Records shown —
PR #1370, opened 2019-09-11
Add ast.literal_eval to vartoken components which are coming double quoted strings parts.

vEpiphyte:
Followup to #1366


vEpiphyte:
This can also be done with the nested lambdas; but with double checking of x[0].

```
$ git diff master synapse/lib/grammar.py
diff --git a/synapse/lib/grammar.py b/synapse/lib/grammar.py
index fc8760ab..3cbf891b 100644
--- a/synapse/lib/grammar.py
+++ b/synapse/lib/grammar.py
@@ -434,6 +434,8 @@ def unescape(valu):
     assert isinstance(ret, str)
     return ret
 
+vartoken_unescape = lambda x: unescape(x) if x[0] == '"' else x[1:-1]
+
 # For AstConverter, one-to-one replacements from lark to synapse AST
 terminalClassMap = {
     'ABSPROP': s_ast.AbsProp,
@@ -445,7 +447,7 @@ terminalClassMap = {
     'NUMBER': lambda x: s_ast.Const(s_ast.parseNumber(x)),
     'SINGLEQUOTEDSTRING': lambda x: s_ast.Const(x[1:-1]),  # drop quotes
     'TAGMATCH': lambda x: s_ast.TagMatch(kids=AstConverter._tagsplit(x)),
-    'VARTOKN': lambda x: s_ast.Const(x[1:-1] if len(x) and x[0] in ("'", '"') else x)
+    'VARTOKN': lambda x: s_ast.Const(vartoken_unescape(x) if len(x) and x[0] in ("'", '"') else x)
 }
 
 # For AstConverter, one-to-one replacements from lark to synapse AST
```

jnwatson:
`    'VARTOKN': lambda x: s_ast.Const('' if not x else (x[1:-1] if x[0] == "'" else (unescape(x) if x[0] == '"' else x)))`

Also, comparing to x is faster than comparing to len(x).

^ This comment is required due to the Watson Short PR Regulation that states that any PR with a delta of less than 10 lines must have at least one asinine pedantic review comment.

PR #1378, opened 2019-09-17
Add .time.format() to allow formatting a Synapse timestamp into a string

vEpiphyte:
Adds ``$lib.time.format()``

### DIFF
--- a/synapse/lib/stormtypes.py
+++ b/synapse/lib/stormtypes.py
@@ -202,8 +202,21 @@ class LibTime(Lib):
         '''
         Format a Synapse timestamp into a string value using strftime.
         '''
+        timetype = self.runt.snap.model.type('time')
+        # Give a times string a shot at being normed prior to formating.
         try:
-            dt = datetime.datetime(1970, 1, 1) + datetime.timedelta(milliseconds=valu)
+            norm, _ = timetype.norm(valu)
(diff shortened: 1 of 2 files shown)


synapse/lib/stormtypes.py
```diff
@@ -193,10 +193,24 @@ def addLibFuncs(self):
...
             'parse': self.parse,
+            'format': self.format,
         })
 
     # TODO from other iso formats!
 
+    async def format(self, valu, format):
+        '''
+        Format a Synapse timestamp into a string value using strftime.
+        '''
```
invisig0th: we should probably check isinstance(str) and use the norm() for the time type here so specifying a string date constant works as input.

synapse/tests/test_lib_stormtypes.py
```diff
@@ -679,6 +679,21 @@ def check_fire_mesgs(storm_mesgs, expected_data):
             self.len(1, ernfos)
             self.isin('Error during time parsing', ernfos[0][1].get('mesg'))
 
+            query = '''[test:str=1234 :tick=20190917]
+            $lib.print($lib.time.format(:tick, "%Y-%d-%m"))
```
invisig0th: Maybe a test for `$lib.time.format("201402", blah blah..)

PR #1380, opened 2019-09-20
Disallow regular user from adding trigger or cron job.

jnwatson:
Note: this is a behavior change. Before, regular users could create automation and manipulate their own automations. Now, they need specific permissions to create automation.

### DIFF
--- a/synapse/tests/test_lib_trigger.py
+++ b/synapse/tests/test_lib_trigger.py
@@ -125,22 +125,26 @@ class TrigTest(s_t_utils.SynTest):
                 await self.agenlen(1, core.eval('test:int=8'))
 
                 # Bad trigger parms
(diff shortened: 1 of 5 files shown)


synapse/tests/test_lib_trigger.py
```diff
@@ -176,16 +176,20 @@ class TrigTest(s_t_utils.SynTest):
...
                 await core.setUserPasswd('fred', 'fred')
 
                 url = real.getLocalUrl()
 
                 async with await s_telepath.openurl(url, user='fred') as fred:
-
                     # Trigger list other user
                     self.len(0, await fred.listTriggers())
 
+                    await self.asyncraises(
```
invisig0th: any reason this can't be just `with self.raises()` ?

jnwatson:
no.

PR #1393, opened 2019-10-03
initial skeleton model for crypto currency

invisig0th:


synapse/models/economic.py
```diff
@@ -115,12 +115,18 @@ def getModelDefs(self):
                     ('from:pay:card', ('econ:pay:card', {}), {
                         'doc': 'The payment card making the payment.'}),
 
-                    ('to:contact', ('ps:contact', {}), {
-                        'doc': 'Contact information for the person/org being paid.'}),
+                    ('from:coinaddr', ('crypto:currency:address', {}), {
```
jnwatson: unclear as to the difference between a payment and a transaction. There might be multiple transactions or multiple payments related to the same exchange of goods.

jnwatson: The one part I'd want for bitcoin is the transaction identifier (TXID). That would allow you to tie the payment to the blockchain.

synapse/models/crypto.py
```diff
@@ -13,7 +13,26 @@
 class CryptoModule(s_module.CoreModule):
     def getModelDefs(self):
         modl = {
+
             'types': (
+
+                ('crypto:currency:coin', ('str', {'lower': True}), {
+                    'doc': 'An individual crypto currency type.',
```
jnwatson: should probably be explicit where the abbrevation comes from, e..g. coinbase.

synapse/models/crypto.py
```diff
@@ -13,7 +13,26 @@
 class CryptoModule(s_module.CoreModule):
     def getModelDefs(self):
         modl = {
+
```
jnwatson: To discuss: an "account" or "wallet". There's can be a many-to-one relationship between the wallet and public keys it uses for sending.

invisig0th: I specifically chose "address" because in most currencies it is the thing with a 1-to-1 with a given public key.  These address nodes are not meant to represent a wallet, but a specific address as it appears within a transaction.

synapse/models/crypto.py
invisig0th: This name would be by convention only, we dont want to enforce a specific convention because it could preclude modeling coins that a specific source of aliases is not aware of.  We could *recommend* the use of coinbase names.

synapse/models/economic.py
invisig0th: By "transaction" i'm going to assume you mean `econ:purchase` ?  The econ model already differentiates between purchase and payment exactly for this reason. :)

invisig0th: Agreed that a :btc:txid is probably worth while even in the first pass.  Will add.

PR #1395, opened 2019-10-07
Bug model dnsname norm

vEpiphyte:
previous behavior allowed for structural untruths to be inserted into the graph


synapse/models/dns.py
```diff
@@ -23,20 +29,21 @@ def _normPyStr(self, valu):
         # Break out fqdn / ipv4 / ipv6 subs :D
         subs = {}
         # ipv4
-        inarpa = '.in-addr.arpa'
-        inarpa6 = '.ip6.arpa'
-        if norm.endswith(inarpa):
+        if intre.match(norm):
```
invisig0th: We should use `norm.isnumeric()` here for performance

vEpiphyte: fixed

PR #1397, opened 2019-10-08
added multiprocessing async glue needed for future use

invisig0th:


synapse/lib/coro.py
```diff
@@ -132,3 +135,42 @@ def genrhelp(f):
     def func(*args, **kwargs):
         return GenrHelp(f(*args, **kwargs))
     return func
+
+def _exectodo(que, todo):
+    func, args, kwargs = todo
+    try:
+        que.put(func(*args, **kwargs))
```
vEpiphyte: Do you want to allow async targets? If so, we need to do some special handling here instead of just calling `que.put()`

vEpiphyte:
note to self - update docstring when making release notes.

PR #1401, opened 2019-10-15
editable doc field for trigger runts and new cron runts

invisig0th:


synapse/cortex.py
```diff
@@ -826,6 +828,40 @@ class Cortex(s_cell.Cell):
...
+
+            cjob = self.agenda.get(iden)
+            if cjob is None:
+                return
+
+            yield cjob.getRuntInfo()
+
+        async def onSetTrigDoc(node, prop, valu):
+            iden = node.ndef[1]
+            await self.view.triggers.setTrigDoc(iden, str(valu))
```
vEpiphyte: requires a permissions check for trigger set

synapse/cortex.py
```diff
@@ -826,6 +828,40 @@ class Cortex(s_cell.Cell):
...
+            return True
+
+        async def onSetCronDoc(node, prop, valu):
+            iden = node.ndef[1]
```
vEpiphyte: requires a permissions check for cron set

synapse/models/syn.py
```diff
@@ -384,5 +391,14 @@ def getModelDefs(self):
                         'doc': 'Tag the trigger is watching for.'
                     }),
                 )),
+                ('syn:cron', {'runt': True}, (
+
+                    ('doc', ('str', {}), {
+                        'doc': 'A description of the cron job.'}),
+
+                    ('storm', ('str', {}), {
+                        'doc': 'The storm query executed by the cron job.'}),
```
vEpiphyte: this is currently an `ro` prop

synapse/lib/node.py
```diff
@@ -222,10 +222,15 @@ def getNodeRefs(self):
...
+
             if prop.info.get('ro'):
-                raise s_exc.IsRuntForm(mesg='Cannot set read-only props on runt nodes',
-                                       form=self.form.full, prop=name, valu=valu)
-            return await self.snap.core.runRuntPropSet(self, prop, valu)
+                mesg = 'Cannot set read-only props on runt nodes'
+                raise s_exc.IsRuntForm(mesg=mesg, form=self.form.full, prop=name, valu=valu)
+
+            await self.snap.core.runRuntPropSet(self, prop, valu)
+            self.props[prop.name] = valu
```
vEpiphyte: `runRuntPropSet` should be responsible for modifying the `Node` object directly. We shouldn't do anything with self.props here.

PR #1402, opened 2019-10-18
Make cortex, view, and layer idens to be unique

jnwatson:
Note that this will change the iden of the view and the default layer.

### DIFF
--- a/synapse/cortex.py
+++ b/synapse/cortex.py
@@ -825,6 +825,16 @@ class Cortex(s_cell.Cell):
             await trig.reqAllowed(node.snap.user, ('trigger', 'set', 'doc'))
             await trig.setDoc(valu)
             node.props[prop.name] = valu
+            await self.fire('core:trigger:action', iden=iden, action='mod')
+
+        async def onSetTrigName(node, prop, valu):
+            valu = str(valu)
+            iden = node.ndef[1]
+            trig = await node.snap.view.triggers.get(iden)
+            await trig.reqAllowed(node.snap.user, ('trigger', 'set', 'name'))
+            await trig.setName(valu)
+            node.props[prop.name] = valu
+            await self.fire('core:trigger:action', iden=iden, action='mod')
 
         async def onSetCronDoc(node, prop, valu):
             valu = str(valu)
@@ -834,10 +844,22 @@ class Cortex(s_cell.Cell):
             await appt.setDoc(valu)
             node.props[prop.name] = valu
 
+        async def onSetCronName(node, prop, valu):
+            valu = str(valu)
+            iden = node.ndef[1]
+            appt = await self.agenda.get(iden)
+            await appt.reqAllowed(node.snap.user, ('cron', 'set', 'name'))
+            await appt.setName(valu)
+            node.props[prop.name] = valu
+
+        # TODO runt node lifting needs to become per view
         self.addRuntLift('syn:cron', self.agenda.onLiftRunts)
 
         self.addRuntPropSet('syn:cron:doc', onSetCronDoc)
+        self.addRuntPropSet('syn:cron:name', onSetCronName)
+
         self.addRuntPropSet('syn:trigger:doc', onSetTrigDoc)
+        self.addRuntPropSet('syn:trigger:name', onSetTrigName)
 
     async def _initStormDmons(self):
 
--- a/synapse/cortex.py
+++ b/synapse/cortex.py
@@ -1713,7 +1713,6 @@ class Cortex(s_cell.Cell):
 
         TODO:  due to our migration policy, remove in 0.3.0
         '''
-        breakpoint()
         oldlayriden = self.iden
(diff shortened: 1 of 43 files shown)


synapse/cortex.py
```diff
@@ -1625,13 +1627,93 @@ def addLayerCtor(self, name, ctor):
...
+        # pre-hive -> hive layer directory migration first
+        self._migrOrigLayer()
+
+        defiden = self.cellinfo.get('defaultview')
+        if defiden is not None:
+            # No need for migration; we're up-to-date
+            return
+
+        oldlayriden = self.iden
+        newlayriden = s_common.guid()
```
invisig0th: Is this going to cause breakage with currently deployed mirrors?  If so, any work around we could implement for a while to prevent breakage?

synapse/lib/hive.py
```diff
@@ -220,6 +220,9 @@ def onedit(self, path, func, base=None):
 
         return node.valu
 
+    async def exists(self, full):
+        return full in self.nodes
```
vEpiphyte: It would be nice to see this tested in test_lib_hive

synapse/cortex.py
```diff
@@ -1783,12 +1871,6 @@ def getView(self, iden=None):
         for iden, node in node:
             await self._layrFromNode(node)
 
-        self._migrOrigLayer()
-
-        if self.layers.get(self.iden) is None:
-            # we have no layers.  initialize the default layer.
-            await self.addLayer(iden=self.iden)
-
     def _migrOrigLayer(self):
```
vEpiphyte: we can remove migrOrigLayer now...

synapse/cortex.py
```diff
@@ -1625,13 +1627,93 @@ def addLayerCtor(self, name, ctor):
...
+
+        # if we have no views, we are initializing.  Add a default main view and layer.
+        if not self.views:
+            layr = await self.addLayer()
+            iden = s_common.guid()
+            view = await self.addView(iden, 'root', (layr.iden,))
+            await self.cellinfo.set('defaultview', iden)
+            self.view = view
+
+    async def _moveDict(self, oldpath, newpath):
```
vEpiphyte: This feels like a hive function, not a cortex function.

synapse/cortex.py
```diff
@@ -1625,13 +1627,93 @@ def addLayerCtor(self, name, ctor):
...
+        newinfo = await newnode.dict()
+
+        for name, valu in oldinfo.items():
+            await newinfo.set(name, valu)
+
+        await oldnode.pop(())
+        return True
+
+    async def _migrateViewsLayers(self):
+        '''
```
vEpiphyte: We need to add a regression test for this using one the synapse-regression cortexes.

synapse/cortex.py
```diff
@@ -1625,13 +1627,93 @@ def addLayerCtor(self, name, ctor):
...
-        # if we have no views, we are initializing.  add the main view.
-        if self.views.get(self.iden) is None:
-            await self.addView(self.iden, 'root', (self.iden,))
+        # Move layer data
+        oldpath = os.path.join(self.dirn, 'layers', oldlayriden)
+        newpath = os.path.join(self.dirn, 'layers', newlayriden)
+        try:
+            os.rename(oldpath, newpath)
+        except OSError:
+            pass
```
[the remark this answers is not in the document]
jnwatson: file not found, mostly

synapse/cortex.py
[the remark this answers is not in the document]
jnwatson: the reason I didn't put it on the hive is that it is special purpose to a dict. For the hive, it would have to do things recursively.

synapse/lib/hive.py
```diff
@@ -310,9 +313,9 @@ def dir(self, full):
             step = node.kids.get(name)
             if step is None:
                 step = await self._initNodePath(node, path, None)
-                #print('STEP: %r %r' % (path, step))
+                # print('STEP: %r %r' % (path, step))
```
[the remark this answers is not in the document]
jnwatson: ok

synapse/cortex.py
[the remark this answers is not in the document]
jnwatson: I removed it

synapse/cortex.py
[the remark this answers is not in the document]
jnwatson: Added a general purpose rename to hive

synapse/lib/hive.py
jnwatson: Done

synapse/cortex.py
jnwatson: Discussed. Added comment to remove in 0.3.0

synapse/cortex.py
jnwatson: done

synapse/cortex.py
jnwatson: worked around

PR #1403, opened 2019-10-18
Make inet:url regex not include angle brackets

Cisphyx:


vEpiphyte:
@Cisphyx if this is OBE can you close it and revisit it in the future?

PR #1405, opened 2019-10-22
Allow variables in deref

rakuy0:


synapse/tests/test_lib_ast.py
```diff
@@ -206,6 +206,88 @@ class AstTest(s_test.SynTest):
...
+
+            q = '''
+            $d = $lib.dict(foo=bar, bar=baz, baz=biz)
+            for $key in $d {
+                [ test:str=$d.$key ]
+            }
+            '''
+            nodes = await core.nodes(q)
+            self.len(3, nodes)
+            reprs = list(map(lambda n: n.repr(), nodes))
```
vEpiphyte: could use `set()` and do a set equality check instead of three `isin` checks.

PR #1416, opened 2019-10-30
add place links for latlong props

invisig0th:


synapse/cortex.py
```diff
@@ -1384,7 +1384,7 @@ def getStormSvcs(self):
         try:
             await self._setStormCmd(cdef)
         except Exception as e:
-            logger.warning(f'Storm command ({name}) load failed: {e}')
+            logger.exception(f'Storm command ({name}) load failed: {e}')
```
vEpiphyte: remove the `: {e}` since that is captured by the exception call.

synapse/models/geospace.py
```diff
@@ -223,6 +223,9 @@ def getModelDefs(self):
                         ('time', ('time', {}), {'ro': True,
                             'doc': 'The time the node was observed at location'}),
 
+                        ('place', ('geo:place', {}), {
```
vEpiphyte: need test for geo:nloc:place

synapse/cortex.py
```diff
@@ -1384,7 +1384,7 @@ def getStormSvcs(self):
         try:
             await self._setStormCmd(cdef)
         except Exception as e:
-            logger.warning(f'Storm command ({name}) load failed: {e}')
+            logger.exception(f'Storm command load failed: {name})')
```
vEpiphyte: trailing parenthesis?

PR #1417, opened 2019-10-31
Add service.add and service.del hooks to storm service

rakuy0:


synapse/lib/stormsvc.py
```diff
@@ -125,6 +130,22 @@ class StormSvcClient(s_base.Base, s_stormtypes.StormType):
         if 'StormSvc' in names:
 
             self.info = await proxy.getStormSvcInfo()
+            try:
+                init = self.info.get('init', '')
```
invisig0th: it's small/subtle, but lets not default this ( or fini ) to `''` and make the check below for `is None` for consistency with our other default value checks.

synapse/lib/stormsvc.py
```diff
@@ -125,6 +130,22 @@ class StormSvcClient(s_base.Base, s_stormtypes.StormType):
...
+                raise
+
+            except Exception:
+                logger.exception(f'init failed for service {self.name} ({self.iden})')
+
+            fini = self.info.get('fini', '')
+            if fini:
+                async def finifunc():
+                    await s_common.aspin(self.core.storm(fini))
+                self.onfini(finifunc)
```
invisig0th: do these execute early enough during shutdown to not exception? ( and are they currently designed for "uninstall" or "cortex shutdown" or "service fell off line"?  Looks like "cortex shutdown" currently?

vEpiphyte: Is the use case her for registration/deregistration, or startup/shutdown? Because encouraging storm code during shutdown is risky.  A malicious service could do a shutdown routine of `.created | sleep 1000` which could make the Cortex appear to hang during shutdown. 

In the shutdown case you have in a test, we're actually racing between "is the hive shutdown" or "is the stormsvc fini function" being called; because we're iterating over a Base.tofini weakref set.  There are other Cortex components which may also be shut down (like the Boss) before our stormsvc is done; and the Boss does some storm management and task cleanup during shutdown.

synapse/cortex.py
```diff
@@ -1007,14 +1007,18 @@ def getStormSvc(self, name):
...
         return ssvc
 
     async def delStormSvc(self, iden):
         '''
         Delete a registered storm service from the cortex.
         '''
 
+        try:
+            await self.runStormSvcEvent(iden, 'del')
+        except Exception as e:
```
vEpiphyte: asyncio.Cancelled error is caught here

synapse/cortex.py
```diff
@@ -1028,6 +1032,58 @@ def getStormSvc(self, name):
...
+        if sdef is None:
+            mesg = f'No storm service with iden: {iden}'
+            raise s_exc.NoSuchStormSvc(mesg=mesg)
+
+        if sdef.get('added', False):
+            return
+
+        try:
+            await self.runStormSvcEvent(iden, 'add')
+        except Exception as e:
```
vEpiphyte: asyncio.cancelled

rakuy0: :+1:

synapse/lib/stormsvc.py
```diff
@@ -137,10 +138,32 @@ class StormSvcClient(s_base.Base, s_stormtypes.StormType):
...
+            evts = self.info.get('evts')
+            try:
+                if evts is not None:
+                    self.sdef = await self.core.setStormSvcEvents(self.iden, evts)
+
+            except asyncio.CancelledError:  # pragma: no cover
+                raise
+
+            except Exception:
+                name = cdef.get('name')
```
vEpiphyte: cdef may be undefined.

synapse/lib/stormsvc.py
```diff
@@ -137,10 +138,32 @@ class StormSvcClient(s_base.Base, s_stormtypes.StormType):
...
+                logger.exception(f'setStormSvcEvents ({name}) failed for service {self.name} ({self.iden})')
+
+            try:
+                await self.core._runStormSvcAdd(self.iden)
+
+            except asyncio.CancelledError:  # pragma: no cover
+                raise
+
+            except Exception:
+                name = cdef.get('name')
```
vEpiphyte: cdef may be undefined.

What is required — A word-for-word copy of the lines above from the one with "synapse/models/geospace.py" through the one with "PR #1417, opened 2019-10-31", inclusive, is the only output wanted.

Final answer —
synapse/models/geospace.py
```diff
@@ -223,6 +223,9 @@ def getModelDefs(self):
                         ('time', ('time', {}), {'ro': True,
                             'doc': 'The time the node was observed at location'}),
 
+                        ('place', ('geo:place', {}), {
```
vEpiphyte: need test for geo:nloc:place

synapse/cortex.py
```diff
@@ -1384,7 +1384,7 @@ def getStormSvcs(self):
         try:
             await self._setStormCmd(cdef)
         except Exception as e:
-            logger.warning(f'Storm command ({name}) load failed: {e}')
+            logger.exception(f'Storm command load failed: {name})')
```
vEpiphyte: trailing parenthesis?

PR #1417, opened 2019-10-31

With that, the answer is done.